[Saved entries]
──────────
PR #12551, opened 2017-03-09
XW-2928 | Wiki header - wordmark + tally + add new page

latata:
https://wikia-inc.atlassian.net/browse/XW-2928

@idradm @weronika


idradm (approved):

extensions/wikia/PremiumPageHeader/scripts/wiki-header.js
──────────
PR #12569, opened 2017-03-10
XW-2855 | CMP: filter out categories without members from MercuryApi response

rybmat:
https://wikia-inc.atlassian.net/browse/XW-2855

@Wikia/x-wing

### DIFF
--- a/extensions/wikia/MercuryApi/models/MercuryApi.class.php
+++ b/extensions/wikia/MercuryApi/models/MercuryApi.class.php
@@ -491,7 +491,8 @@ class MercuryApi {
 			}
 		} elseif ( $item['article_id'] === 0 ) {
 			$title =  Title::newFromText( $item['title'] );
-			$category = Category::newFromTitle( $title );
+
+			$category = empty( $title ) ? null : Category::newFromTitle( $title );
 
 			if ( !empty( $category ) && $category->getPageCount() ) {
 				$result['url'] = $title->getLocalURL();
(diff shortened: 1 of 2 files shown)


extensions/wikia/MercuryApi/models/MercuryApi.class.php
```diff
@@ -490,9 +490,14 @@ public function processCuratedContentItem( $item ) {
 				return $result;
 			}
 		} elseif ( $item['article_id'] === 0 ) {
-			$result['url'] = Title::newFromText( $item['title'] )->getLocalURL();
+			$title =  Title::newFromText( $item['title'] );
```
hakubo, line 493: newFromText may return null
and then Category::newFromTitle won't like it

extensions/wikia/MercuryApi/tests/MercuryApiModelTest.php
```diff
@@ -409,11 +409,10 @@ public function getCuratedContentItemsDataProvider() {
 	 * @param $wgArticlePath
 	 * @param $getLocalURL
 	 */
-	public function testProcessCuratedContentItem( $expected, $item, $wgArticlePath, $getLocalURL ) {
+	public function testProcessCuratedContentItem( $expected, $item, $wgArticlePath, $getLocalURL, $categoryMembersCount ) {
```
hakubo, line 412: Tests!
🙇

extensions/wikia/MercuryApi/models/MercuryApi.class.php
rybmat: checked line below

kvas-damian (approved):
──────────
▸ Exercise description: Filter the entries down to the lines that include the string "expected".

▸ Your solution:
-	public function testProcessCuratedContentItem( $expected, $item, $wgArticlePath, $getLocalURL ) {
+	public function testProcessCuratedContentItem( $expected, $item, $wgArticlePath, $getLocalURL, $categoryMembersCount ) {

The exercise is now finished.